**Directions**
Transcribe only part of the material below: the lines from the one containing "Apologies about the" through the one containing "Actually we can", inclusive, exactly as written.

**Entries shown**
□ □ □

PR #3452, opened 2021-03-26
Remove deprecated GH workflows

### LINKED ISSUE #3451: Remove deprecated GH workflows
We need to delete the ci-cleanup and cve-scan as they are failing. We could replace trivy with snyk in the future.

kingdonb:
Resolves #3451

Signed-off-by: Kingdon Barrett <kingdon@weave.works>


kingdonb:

□ □ □

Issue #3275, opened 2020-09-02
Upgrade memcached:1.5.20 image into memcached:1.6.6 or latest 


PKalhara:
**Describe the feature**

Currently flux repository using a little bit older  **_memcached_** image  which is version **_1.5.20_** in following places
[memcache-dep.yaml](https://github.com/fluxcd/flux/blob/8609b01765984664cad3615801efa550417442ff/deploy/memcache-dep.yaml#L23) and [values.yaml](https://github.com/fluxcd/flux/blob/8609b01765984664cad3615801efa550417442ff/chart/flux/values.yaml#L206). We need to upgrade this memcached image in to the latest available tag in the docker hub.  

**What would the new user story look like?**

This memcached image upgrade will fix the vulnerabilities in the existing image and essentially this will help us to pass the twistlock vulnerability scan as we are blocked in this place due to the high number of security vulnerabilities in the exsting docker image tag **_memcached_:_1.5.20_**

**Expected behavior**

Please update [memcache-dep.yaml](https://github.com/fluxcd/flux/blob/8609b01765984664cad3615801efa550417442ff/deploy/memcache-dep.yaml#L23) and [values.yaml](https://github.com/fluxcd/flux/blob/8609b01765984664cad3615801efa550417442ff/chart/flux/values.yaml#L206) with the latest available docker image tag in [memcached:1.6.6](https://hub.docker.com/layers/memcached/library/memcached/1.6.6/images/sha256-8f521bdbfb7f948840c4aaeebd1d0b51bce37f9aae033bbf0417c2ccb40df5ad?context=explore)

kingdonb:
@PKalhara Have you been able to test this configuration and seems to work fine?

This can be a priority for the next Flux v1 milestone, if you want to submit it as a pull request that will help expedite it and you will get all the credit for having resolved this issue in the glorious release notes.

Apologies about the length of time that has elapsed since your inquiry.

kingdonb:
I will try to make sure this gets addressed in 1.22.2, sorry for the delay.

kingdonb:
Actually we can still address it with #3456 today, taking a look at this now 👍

□ □ □

**Problem solution**
Apologies about the length of time that has elapsed since your inquiry.

kingdonb:
I will try to make sure this gets addressed in 1.22.2, sorry for the delay.

kingdonb:
Actually we can still address it with #3456 today, taking a look at this now 👍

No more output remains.